##### Material for the task #####

PR #270, opened 2020-12-21
Update rooms.json

kacycrider:
Updated infernal theater and barnyard links

### DIFF
--- a/app/config/tstvhq/rooms.json
+++ b/app/config/tstvhq/rooms.json
@@ -165,7 +165,7 @@
             "name": "Barnyard",
             "type": "IFRAME",
             "iframeOptions": {
-                "src": "https://player.twitch.tv/?channel=disasterina&parent=estate.tstvhq.com"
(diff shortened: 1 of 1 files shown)


app/config/tstvhq/rooms.json
```diff
@@ -165,7 +165,7 @@
             "name": "Barnyard",
             "type": "IFRAME",
             "iframeOptions": {
-                "src": "https://player.twitch.tv/?channel=disasterina&parent=estate.tstvhq.com"
+                "src": "https://youtu.be/N_DwST8vKdQ"
```
hndrewaall, line 168: I don't think shortened urls are going to work

hndrewaall (changes requested):
need new url

app/config/tstvhq/rooms.json
kacycrider: ah! thanks. its cool, we can skip this-- was just placeholder

hndrewaall (approved):

PR #329, opened 2021-01-31
Update adventures.json

kacycrider:
how did i do at braces


app/config/tstvhq/adventures.json
```diff
@@ -85,41 +85,4 @@
...
-                    },
-                    {
-                        "text": "Twenty Four Please",
-                        "nextRoom": ["twentyFour"]
-                    }
-                ]
-            }
-        ]
         }
-    ]
```
hndrewaall, line 124: this deletion looks wrong to me. did you try running this locally?

kacycrider: This was @LEDFlashing -- Jack, do you need to make changes? Unclear from Andrew's comment.

Andrew, no, I haven't been able to run anything locally since the transition to VS Code.

LEDFlashing: I certainly didn't. if you're saying I need to undo the deletion I'll just do it manually.

LEDFlashing: err ... if I had edit access to that one.

hndrewaall:
closed automatically due to history rewrite. can reopen when pr branch is rebased (but i dont think we need this anyway)

PR #360, opened 2021-02-15
Update events.json

LEDFlashing:


hndrewaall (changes requested):
bats and wolves need update i think

hndrewaall (approved):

#####

What to work on: Would you repeat each of the records above exactly?

Completed exercise:
PR #270, opened 2020-12-21
Update rooms.json

kacycrider:
Updated infernal theater and barnyard links

### DIFF
--- a/app/config/tstvhq/rooms.json
+++ b/app/config/tstvhq/rooms.json
@@ -165,7 +165,7 @@
             "name": "Barnyard",
             "type": "IFRAME",
             "iframeOptions": {
-                "src": "https://player.twitch.tv/?channel=disasterina&parent=estate.tstvhq.com"
(diff shortened: 1 of 1 files shown)


app/config/tstvhq/rooms.json
```diff
@@ -165,7 +165,7 @@
             "name": "Barnyard",
             "type": "IFRAME",
             "iframeOptions": {
-                "src": "https://player.twitch.tv/?channel=disasterina&parent=estate.tstvhq.com"
+                "src": "https://youtu.be/N_DwST8vKdQ"
```
hndrewaall, line 168: I don't think shortened urls are going to work

hndrewaall (changes requested):
need new url

app/config/tstvhq/rooms.json
kacycrider: ah! thanks. its cool, we can skip this-- was just placeholder

hndrewaall (approved):

PR #329, opened 2021-01-31
Update adventures.json

kacycrider:
how did i do at braces


app/config/tstvhq/adventures.json
```diff
@@ -85,41 +85,4 @@
...
-                    },
-                    {
-                        "text": "Twenty Four Please",
-                        "nextRoom": ["twentyFour"]
-                    }
-                ]
-            }
-        ]
         }
-    ]
```
hndrewaall, line 124: this deletion looks wrong to me. did you try running this locally?

kacycrider: This was @LEDFlashing -- Jack, do you need to make changes? Unclear from Andrew's comment.

Andrew, no, I haven't been able to run anything locally since the transition to VS Code.

LEDFlashing: I certainly didn't. if you're saying I need to undo the deletion I'll just do it manually.

LEDFlashing: err ... if I had edit access to that one.

hndrewaall:
closed automatically due to history rewrite. can reopen when pr branch is rebased (but i dont think we need this anyway)

PR #360, opened 2021-02-15
Update events.json

LEDFlashing:


hndrewaall (changes requested):
bats and wolves need update i think

hndrewaall (approved):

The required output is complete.